Issue #35, opened 2021-05-22
Add Support For Flat & Dark Reference Files


PaulHuwe:
This will also include the addition of ref_common. 

RAD-15

PaulHuwe:
Added.

Issue #25, opened 2021-05-07
Update WFI Data Files


PaulHuwe:
Update WFI data files to utilize helper data objects (like variance, etc.)

nden:
@PaulHuwe There's a PR linked. Can this be closed or is there more work to be done?

PaulHuwe:
> @PaulHuwe There's a PR linked. Can this be closed or is there more work to be done?

I think that is a mis-link. This issue has not been addressed, to my knowledge.

PR #42, opened 2021-05-23
Added dark and updated flat schemas.

PaulHuwe:
This PR is to add the dark schema and update the flat reference yaml.

Tests: Passes standard tests

Docs: Unneeded

Ticket: [#35]

### DIFF
--- a/CHANGES.rst
+++ b/CHANGES.rst
@@ -27,6 +27,8 @@
 
 - Added misc. required db keyword attributes. [JIRA RAD-7]
 
+- Added Dark schema and updated Flat schema. [#35]
+  
   
 0.1.0 (unreleased)
 ==================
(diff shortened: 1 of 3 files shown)


src/rad/resources/schemas/reference_files/flat-1.0.0.yaml
```diff
@@ -11,14 +11,17 @@ properties:
...
   data:
+    title: Flat data array
     tag: tag:stsci.edu:asdf/core/ndarray-1.0.0
     datatype: float32
     ndim: 2
   dq:
+    title: Data quality array
     tag: tag:stsci.edu:asdf/core/ndarray-1.0.0
-    datatype: uint32
+    datatype: uint16
```
ddavis-stsci, line 21: uint16 or 32? 
RAD still has this as uint32 in wfi-image-1.0.0
dq:
                datatype: uint32

ddavis-stsci (approved):
Other than DQ integer type it looks good.

perrygreenfield (approved):

src/rad/resources/schemas/reference_files/flat-1.0.0.yaml
PaulHuwe: This is to be tackled in Issue #25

#### What to produce:
Every entry above must be reproduced word for word.

#### Answer to the problem:
Issue #35, opened 2021-05-22
Add Support For Flat & Dark Reference Files


PaulHuwe:
This will also include the addition of ref_common. 

RAD-15

PaulHuwe:
Added.

Issue #25, opened 2021-05-07
Update WFI Data Files


PaulHuwe:
Update WFI data files to utilize helper data objects (like variance, etc.)

nden:
@PaulHuwe There's a PR linked. Can this be closed or is there more work to be done?

PaulHuwe:
> @PaulHuwe There's a PR linked. Can this be closed or is there more work to be done?

I think that is a mis-link. This issue has not been addressed, to my knowledge.

PR #42, opened 2021-05-23
Added dark and updated flat schemas.

PaulHuwe:
This PR is to add the dark schema and update the flat reference yaml.

Tests: Passes standard tests

Docs: Unneeded

Ticket: [#35]

### DIFF
--- a/CHANGES.rst
+++ b/CHANGES.rst
@@ -27,6 +27,8 @@
 
 - Added misc. required db keyword attributes. [JIRA RAD-7]
 
+- Added Dark schema and updated Flat schema. [#35]
+  
   
 0.1.0 (unreleased)
 ==================
(diff shortened: 1 of 3 files shown)


src/rad/resources/schemas/reference_files/flat-1.0.0.yaml
```diff
@@ -11,14 +11,17 @@ properties:
...
   data:
+    title: Flat data array
     tag: tag:stsci.edu:asdf/core/ndarray-1.0.0
     datatype: float32
     ndim: 2
   dq:
+    title: Data quality array
     tag: tag:stsci.edu:asdf/core/ndarray-1.0.0
-    datatype: uint32
+    datatype: uint16
```
ddavis-stsci, line 21: uint16 or 32? 
RAD still has this as uint32 in wfi-image-1.0.0
dq:
                datatype: uint32

ddavis-stsci (approved):
Other than DQ integer type it looks good.

perrygreenfield (approved):

src/rad/resources/schemas/reference_files/flat-1.0.0.yaml
PaulHuwe: This is to be tackled in Issue #25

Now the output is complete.